China’s approach to ethnic minorities has shifted to “sinicization” under Xi Jinping’s rule
China’s ethnic policy is directly modeled on the Soviet approach, classifying citizens into 55 distinct ethnic minority groups, each of which, in theory, is granted limited cultural autonomy within its territory. But experts say the Communist Party under Xi Jinping’s rule has shifted to a new approach, one that favors integration and assimilation — a process dubbed “sinicization” in official speeches and documents.
“A very liberal or positive view of all this [sinicization] is just basically to compare it to, say, what’s it like to become an American citizen? You accommodate and people adjust,” says Dru Gladney, an expert on Islam in China at Pomona College.
After more than 1,300 years of living and intermarrying in China, Hui Muslims — who number about 10.5 million, less than 1% of China’s population — have adjusted by becoming culturally and linguistically Chinese. They even made their version of Islam accessible to Confucians and Daoists — trying to show it as inherently Chinese and not a foreign influence — by adopting spiritual concepts and terms found in ancient Chinese philosophy to explain Islamic precepts.
Various Hui sects have also incorporated Chinese religious practices into their worship, such as burning incense at religious ceremonies.

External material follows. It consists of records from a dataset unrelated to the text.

PR #1946, opened 2026-09-21
The judge experiment's harness and design note after two contributors' reviews: the store copy re-keyed and cut at the turn's start, scored cards, failures, the goal-history map, the opener rule, required flags

henrypinkard:
> Correction (2026-09-21): this body describes an earlier head. By the merged head, `session_endings` DERIVES the turn boundaries from kernel/event_model.py loaded against a scratch root (never the live roots), not a copied opener rule; and the module carries 26 tests, not the count quoted below.

The judge experiment's harness and design note after two contributors' executed reviews (on #1932 and #1929) and the pilot's stop: every store copy re-keyed to the ending and cut at the turn's start, the measures scoring only the ending's own cards, failures marking a row not comparable, the closer's goal-history map, the event model's opener rule, the registry's transcripts, required flags, the caller's event model left alone, tier one keyed on events, and the plan's column rule and settled gate corrected. Fix, red first at main. The first commit amends the plan; the second folds the harness.

**What the reviews found, each fixed and pinned.**
- The seed kept the live session id and its placement keys, so no placement matched the arm's segment ids and the planner re-planned the whole history on every build (12 calls over a three-ending corpus); the cut at the turn's END kept the live planner's node from the ending's own turn and the closer's verdict on it; the sealing fields sealed the seeded top out of the menu and a twin was minted. Now `store_before(store, cut, start, ending_id)` re-keys `rompUuid` and every id prefix (`deep_rekey`: node ids, placements, closed turns, trails, and the journal lines the builder copies), cuts at the turn's start (nodes born and verdicts filed from the turn on are gone, by `ev_t` then `at`), keeps the turn's own prompt-run placement (`#p`, a delegation's `#d`) and its node, drops the work-run placement so the arm plans the turn once, drops the flag cache and the sealing fields (`nodeComplete`, `blocked`, `cleared`, `doneWhy`, `settledAt`, `settledDone`, `rolledUp`, the summary fields), drops gate stamps from after the cut (`blockCheckT`, `blockCheckDoneT`, `closerLookT`, `awaitingAt`), drops nodes minted from dropped segments, runs the orphan pass to a fixed point and drops a `lastNode` that points at nothing. Pinned on a hand-built judge-shaped store and, end to end, on stores the judge module itself wrote over the synthetic sessions with the fake as its model: one planner call per ending per build (8 over four endings and two builds), one scored card, no twin.
- Leaks and false interrupts counted columns that were there before the cut, so every arm saturated alike. The arm records per card whether the ending SCORES it (born, or given a `done` or `block` verdict, in the turn); `measure` counts leaks, false interrupts and flaps over scored cards only, `cleared` is its own bucket, and an older results file still counts every card. Pinned on a hand-built results dict (an inherited blocked card counts nothing; the finished ending's own blocked card is the one false interrupt; the card that read needs_input then working is the one flap).
- A failed call or a reply the parser rejected left no trace, so a prompt that broke the parser scored the perfect row. The arm counts `judge-errors` rows of the failure kinds (`parse`, `give-up`, `pass-crash`, `call`, `timeout`, `history-unreadable`, `store-quarantined`; the judges' anomaly notes such as a stale close are verdict facts, not failures) and closer returns of nothing; `failures` rides results.json, `measure` and the table, and a row with any reads "not comparable". Pinned with a fake answering prose to the candidate arm.
- The closer got no goal-history map: the arm builds it as `_close_session` does and passes it; every closer call in the arm tests carries the section.
- `turn_ends` ended a turn only on a string-content user record, so the SDK composer's text-block prompts never ended one: the builder now uses the event model's opener rule (a non-meta user record with text opens a turn; a tool result or a meta record does not), copied so it loads no romp module against the live roots.
- The builder read the sid's own transcript only: it enumerates the registry's transcripts (`lastSid`, the /clear episode heads, both ends of a resume fork) and counts its skips in the manifest, never naming a session.
- `topsBefore` wrote sid-prefixed node ids into the manifest: suffixes now, pinned with a seeded store.
- `run` and `run-arm` dialled a binary named `claude` with no stop: `--claude-bin` is required on `run`, `run-arm` and `label`, `--budget-usd` on `run` (`inf` for none); `run` and `run-arm` without them exit non-zero; the docstring's cost claim is reworded.
- The in-process loader re-executed the shared event model under the arm's roots: it swaps the caller's module out of `sys.modules` around its loads and puts it back; the test pins the shared module's identity and its `STATE`.
- The flag cache stripped from the seed made the planner's first menu list done subs and cleared tops: the arm rolls the seed up and saves it before the first judge of each build.
- Tier one keyed "finished" on a seven-day window where the journal has events: it keys on events (a hand clear or a resolve with no later followup, unclear or restore at build time) and records the observation span per ending; a followup nine days later reads not finished. Tier-one-eligible endings are picked oldest first, so the user had time to act.
- The design note: the rollup emits `completed`, `blocked`, `working` or `cleared` per top, no `awaiting` value; the harness computes the store-derivable part of the column rule with `cleared` its own bucket and names the live-only inputs; measure one names the settled gate (`_session_settled` over the ending's own truncated transcript, the reviewer's option c) and the arm passes it to both rollups; the store cut, the scored cards, the failures and the task store (not copied; the arms reconstruct the to-do state from the transcript) are stated.
- Smaller: the docstring's `report` usage names `--corpus`; the fifth-over budget rule is pinned against the bare-budget mutant; the figure road is pinned both ways (a stub library writes the file; no library leaves the note); the per-class cap and the per-session spread run on a fixture big enough; each ending's class is asserted; a pre-cut journal row is asserted kept and re-keyed; the run-root refusal is pinned on the subprocess entry too.

**Tests** (tests/test_judge_experiment.py, 13; the fake answers by judge and by the candidate marker, logs the goal-history flag and the planner's menu, and answers prose on request). Red first at main (d0e3a68b) by copy-aside: eleven reds, all on assertions: the planner's calls over the judge-written stores `12 != 8`; the store cut `store_before takes the turn's start and the ending id` (the base's took the cut alone); the arm's measures `(4, 3, 0, 0, None) != (4, 3, 0, 0, True)` on the comparable mark; the hand-built measures `(0, 0, 1) != (0, 1, 1)` (the base counted an inherited card and missed the ending's own); the prose fake `0 not greater than or equal to 4` closer rejections counted; the composer prompt's turn start `None != 1700000000`; the registry reader `unexpectedly None`; the skip counts `None != {...}`; the required flags `SystemExit not raised`; the shared event model's roots moved under the arm's scratch root; tier one `None != 'not finished'` on a followup after the judges' done. Two tests pass at main as pins should (the selection's cap and spread with the eligibility preference, which 1937 landed; the report's figure road).

**Suites at the head** (6805d9bd): the harness module 13 passed under the pinned runner. No file under kernel/, ui/ or vscode-extension/ changes.


ksarma:
The evidence below was executed against 98880abf3, the PR's head, merged as be724edb5 with the three files unchanged; file and line references are on that commit (scripts/judge_experiment.py unless said otherwise). PR #1956, the author's continuation, merged since (2d20267d8, head 6b6c920f7); every item is read against that head: closed items come last, partly closed ones say what stands, and a moved line's number there is parenthesised.

- **The archive union takes the rewind path's nodes too.** #1956 closes the invisible cleared tops: `store_with_archive` (396) feeds all four readers and a pre-turn clear rides in the seed (test 959); test 844 asserts the done time, label and seed, not `tierOneEligible` or `topsBefore`. Standing: the union takes every archive node (411 to 412), while the same file carries nodes the rewind path swept, whose ids sit in the live store's `rewindSwept`; skip those ids and union only the cleared subtrees.

- **A title-matched lane's endings are seeded, made eligible and labelled from the anchor's store and journal.** `build_corpus` reads dones (423; 463) and cuts store and journal under the sid for every transcript, while the judge keys a lane's store under the lane's stem. Executed: both lane endings were seeded with the anchor's `g1` and labelled, if at all, from its card. Fix: key store and journal per lane inside the fsid loop (the stem for a title lane, the sid otherwise); `store_before` re-keys from `rompUuid`, and the journal cut (491; 528) reads `overrides/<lane key>.jsonl`. Keep `session` as the anchor's hash (test 757) beside a new `lane` field, have `label` (864; 922), which reverses hashes through `names/` alone, index the `goals/*.json` stems, and pin eligibility, seed and label from the lane's own store.

- **`session_endings` makes an ending of every ended turn.** Lines 180 to 184 (179 to 183) emit every turn the event model marks ended, and `build_corpus` classifies and truncates at the last atom. Bare slash commands, idle compactions and interrupted turns become "finished" endings, and an absorbed task notification cuts the prior turn's ending there while the reply classifies otherwise; the cost is finished-class slots and the arm's `endings` denominator. Fix: filter the turn's atoms with the judges' own `_seg_command_worked` (an assistant record with text and no `command` flag, keyed on the record: a `/usage` stdout is an assistant atom but a user record), skip a turn with no such atom or an interrupt tail, keep the cut at the last atom (cut at the last assistant record, an interrupted turn reads open to the judges), have `classify_ending` read the last non-command assistant text, and keep a compact-boundary first atom (a continuation carries real work).

- **`in_turn_window`: what stands.** #1956 ends the window at the cut (290), deletes `SETTLE_S`, rewords the docstrings and note line 33, re-stamps test 294's done. Standing: `FALLBACK_TURN_S` (44 (43), 289) is unreachable from the builder (`session_endings` never yields a None start; a falsy one opens the window to the epoch), so delete it and mark a None start ineligible; and the closer dones at test 299 and 644 still carry `ev_t` at the cut, which the closer never writes.

- **The restore matcher: what stands.** #1956 matches a restore row by its `nodes` dict (851 to 855; test 886). Standing, the larger part: mutants dropping the unclear op or the src filter passed all 26 tests; no fixture at 6b6c920f7 covers either. Add writer-shaped fixtures with full ids: an unclear alone, a clear with src romp (the kernel's value, not kernel) or nudge alone, expecting None; a resolve, expecting "finished".

- **One exception inside an ending's build aborts the arm with nothing recorded.** `run_arm_inprocess` (606; 643) has no per-ending guard, writes results.json only after the loop and calls the judges directly, so the pass-crash rows `FAILURE_KINDS` counts are never written, and `run` stops before its remaining `--arm` specs. Executed with a raise on one ending: no results.json, `failures` 0. Fix: try/except Exception around each ending's builds, the row filed through `jd._log_judge_error(<judge>, eid, 'pass-crash', note=repr(e))`, `errs0` taken before the handler (652; 689), results.json written after every ending and in a finally block, and `check=True` kept, since after the guard it raises only on test 467's run-root refusal. Resume is a separate change: lines 593 to 595 (630 to 632) remove the arm's state, usage and error files included.

- **The description no longer matches the head.** It says the opener rule was copied so no romp module loads against the live roots; `_event_model` now loads kernel/event_model.py against a scratch root and delegates to `parse_session` (keep the live-roots half, replace "copied"). Its counts are 6805d9bd5's (the head at opening; 26 tests at 98880abf3, not 13), and the oldest-first test passes at main, so it pins main's behaviour restored rather than a fix.

## Smaller points

- Same-named sessions duplicate each other's endings: the lane discovery (249; 248) excludes only the session's own fsids and `build_corpus` carries no seen set across the names loop, so each lists the other's transcript as a lane (executed: 8 endings for 4 turns); exclude every registered sid and every path an earlier session claimed (each session's own `known_fsids` first).

- Per-session queue order is by stem, not time: the candidates at line 456 (496) are in insertion order, `sorted(fsids)` then turn index, so the oldest-first and newest-first orders are true per lane in stem order (executed: each face picked the wrong lane's ending); sort each session's per-class list by `cut_t` before the reverse-and-pop step.

- A faulted store or registry reads as absent: #1956 makes a corrupt store or archive raise and counts it (`store-unreadable`, 460; `tierOneErrors`, 947); standing are the labels.json row with no `tierOneError` (937), a non-object top level (405, 411), and `known_fsids` (266; 265, 273) swallowing an unparsable registry or an unreadable episodes or states record; distinguish ENOENT and ENOTDIR from other errors and count the rest under their own `skipped` key (`custom_title` is not part of this: its twin swallows `OSError` too).

- A lift rider's done is unscored: the `scored` stamp keys a verdict on its evidence time (648; 685 to 687), but the closer anchors a rider's done or block at the lift's own `ev_t`, so a rider completed from an earlier turn's lift reads completed unscored, its leak invisible to `measure`; score by the arm's own filing (`at` at or after the build's start) and name the rider residual in the docstring (320; 326) rather than cutting rows by `at`, which also removes late filings for earlier turns.

- The note's line 20 says each ending carries "the card placements the live judges filed for it", but the corpus writes no such record; the label pass reads them from the live root through `--live-state`, so tier one exists only while that root lists the session (line 34 is reworded by #1956).

## Tests

These mutants passed all 26 tests, and no pin at 6b6c920f7 covers them: eligible = bool(dones) for line 444's (484) `in_turn_window` check, whose cost is eligible slots since `tier_one_label` applies its own window (pin `tierOneEligible` False for SIDS[0] turn 1); `--budget-usd` or `--claude-bin` made optional (899, 906; 960, 967), the pins covering the both-missing shape only (one call per missing flag, against an absent corpus path); flaps counted over every card or `cleared` dropped from `COLUMN_OF` (pin e2's unscored `g1` flapping at 395; `g3`'s cleared column from `run_arm` at 679); the comment at line 457 (497): pin per_class=2, the ineligible slot going to sid3 turn 2; and the ended-turn filter at 180 (179): pin a transcript ending on `tool_use`, one ending. The fixtures' `mint` log rows (test 292, 298, 664, 688 and newer) are rows no kernel writer emits, so the keep-clause at line 347 (356) matches no real row: birth fixtures with log: [] and drop it.

## Closed since by #1956

- The labeller's second class order could equal the first: lines 933 to 934 fall back to the reversed list on the identity shuffle; test 916 asserts the orders differ.
- `delegLookT` survived the cut: now in `DROP_STAMPS` (298); pinned by key absence at test 910.
- The agreement gate was pinned at 100 percent only: test 1038 asserts (50.0, False) on a disagreeing ending.
- The gate-stamp drop was pinned by key absence: test 1007 seeds `blockCheckT` at the turn start and runs `_blocked_sub_candidates`, the due formula restated at 1033, not read from an unblocker call.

Hui communities in central Henan province are even known for their female-only and female-led mosques, believed to be a uniquely long tradition in China.
The problem from Chinese authorities’ perspective, says Gladney, is that the Hui are not Chinese in the way sinicization proponents want: “When people make this one-way argument of sinicization, I think they’re confusing that with Han-isization” — in other words, making Chinese Muslims more like China’s Han ethnic majority.
Beijing has a much narrower understanding of what being “Chinese” means – adhering to Communist Party values, speaking only Mandarin Chinese and rejecting all foreign influence, say scholars.